#### WORK TASK:
In exact form, please repeat the records from their opening line down to the line with "As part of our", including that line.

#### DATA RECORDS:
######

PR #270, opened 2022-06-21
feat: dynamic data loading

### LINKED ISSUE #197: Enable loading of values for all 'select-type' components via Form input data

As part of our dynamic data loading initiative for our form components, we would want to enable users to drive their select-able data from sources other than the form schema.

As a starting point, we'll enable users to pass in the data themselves from outside the form via `form input data`, this first ticket handles that functionality. Following up to this will be allowing the configuration of the type of data source via the properties panel, as it is currently blocked by https://github.com/bpmn-io/form-js/issues/249.

We want to support the rendering of 'select-type' component values via Input data, so that a form designer may dynamically build up these components. 

To this end, we'll need a few things:

- Create a differentiation in the schema for different data sources
- Allow our form components to interpret that differentiation and render appropriately
- Figure out how we want these dynamically driven form components to look in the preview when no data source is provided

___

SCHEMA EXAMPLE

**schema**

######

#### REPLY TO THE EXERCISE:
PR #270, opened 2022-06-21
feat: dynamic data loading

### LINKED ISSUE #197: Enable loading of values for all 'select-type' components via Form input data

As part of our dynamic data loading initiative for our form components, we would want to enable users to drive their select-able data from sources other than the form schema.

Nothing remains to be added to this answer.